# [Activity]
Locate each line below that includes "adding" and reproduce it.
[Dataset content — start]
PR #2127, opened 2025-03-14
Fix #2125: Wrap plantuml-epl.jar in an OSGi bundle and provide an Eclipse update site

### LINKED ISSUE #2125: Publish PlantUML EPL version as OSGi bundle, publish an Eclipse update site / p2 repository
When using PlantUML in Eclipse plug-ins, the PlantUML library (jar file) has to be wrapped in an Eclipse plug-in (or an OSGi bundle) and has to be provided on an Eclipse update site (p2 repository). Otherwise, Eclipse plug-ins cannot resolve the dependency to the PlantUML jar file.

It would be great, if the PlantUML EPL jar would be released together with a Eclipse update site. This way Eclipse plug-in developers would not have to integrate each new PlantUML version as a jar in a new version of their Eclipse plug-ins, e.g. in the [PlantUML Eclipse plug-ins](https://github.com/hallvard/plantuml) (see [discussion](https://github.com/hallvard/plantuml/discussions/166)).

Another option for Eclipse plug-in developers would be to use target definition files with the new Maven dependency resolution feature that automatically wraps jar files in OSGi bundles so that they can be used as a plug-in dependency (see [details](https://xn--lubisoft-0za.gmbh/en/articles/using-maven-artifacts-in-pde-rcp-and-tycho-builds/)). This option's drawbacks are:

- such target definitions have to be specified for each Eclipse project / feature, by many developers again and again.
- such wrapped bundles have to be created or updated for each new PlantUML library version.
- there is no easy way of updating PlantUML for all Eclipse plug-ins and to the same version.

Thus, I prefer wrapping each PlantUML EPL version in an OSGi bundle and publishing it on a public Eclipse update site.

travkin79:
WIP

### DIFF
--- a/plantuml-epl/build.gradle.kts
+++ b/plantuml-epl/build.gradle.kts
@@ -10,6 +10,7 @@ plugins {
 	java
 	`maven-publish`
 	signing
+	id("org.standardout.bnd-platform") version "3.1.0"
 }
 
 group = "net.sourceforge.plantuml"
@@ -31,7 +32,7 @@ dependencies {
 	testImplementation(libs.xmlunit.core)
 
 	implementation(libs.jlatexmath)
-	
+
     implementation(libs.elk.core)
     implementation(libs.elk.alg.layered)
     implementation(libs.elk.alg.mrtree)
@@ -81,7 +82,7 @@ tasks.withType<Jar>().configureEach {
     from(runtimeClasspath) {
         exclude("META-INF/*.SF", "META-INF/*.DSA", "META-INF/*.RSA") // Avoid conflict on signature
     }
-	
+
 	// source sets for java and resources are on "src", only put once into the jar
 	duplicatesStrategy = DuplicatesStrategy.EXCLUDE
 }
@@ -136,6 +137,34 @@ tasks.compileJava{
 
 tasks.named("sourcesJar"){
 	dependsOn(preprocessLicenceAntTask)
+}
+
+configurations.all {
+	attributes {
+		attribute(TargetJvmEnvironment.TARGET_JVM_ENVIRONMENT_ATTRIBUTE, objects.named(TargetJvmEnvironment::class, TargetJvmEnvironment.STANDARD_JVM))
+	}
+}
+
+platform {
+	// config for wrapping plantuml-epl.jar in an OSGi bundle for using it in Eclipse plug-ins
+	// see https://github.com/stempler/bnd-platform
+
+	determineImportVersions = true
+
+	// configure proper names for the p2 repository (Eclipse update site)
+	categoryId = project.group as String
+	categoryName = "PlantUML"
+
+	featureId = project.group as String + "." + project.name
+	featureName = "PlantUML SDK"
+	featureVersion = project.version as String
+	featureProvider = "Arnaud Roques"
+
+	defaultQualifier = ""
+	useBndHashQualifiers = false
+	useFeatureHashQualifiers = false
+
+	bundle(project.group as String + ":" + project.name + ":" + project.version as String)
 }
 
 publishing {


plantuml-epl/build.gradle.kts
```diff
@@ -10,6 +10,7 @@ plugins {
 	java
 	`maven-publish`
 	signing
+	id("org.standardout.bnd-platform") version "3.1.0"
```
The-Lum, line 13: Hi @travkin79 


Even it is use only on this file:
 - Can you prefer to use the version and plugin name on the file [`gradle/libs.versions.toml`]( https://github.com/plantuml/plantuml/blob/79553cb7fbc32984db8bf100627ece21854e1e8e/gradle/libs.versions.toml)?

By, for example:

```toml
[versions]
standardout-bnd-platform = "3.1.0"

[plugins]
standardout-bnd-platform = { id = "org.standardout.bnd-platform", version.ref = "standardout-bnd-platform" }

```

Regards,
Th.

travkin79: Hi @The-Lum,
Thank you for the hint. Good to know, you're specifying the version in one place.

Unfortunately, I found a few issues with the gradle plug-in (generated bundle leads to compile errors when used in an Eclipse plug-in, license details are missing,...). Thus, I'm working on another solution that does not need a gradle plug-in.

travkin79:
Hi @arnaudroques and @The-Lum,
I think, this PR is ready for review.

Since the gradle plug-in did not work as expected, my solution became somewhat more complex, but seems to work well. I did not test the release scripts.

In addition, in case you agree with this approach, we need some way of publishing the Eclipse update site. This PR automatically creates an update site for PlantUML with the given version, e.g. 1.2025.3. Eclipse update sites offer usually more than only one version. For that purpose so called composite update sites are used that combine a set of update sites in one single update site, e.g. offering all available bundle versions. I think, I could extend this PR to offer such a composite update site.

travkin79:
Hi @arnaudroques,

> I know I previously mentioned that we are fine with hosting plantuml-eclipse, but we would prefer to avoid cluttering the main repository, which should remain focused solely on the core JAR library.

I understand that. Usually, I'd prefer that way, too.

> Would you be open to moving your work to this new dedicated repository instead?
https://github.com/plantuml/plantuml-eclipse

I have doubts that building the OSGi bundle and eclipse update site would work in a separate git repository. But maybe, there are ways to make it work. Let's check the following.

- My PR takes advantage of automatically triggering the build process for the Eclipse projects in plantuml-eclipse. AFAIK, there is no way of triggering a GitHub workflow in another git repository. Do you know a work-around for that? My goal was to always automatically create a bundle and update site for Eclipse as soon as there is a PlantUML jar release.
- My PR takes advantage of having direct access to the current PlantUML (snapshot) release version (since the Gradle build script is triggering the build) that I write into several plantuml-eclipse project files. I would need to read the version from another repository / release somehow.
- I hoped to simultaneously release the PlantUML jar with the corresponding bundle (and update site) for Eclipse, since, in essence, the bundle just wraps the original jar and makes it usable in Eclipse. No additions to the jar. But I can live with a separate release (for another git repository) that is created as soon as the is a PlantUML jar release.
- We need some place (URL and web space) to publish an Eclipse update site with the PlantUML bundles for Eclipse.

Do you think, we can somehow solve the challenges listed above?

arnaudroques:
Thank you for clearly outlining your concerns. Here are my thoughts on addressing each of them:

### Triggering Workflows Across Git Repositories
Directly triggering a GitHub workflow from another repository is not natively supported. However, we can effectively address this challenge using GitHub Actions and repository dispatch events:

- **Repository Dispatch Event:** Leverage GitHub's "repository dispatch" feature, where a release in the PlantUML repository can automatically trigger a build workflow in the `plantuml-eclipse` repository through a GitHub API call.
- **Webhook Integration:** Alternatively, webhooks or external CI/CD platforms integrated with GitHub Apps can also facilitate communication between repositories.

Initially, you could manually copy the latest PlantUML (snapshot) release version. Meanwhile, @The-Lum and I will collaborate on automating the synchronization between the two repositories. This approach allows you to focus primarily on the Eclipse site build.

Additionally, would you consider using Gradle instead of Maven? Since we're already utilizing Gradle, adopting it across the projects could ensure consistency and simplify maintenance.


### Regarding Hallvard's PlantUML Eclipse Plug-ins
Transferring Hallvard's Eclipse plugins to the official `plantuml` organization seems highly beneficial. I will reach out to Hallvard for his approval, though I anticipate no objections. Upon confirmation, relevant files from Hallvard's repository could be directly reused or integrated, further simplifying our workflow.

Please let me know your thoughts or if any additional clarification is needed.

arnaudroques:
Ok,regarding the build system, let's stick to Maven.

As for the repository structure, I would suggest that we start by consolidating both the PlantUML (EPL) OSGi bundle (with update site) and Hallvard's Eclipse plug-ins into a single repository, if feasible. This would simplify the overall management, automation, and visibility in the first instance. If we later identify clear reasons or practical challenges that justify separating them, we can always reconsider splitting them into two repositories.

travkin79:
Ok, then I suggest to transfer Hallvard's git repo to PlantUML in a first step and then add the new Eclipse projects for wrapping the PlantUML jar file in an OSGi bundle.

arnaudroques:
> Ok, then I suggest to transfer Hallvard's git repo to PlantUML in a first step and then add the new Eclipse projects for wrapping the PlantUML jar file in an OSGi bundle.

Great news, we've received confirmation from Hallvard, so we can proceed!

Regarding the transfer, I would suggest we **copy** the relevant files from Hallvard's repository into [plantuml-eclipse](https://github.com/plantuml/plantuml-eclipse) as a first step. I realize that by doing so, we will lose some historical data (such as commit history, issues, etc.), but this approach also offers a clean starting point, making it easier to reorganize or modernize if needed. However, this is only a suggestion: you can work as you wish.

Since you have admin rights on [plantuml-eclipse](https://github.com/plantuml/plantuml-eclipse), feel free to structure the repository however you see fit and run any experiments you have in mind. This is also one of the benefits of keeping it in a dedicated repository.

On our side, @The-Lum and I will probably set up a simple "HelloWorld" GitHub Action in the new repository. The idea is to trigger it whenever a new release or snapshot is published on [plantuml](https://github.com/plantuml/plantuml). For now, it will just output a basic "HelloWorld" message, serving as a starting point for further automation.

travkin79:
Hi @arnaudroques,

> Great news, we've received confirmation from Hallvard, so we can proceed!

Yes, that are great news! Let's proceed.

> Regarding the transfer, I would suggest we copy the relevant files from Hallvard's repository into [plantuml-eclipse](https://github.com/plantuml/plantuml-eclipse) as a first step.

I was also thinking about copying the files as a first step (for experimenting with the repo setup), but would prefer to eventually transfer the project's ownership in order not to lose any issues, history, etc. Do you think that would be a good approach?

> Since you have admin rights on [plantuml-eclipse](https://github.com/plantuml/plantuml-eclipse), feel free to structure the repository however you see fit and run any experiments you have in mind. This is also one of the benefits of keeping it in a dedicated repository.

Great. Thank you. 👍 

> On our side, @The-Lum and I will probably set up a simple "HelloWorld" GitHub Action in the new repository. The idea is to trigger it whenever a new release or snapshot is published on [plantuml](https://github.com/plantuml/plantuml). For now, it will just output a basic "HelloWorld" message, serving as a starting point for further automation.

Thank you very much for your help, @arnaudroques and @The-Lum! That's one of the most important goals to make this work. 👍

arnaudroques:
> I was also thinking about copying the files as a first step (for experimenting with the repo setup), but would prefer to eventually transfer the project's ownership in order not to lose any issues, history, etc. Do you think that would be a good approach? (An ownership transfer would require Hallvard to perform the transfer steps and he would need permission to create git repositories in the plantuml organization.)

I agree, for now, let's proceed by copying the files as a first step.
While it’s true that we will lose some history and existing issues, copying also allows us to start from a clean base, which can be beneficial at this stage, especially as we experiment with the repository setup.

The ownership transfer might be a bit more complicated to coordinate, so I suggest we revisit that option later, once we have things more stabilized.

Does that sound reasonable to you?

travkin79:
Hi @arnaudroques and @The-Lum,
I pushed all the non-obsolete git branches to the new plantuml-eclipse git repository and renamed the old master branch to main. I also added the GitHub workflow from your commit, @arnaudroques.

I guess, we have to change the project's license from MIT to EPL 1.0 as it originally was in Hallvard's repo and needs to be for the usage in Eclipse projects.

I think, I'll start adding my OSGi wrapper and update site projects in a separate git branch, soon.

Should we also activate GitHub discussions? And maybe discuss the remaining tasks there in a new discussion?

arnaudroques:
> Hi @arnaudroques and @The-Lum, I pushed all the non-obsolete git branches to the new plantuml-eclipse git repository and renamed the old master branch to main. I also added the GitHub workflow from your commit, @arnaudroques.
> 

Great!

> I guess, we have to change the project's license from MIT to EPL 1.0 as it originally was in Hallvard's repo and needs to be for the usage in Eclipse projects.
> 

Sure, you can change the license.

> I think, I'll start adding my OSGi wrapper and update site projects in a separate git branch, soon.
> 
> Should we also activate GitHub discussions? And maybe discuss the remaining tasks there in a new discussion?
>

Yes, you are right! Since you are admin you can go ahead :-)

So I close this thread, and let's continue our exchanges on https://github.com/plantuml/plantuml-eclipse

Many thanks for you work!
[Dataset content — finish]
# [Response area]
I think, I'll start adding my OSGi wrapper and update site projects in a separate git branch, soon.
> I think, I'll start adding my OSGi wrapper and update site projects in a separate git branch, soon.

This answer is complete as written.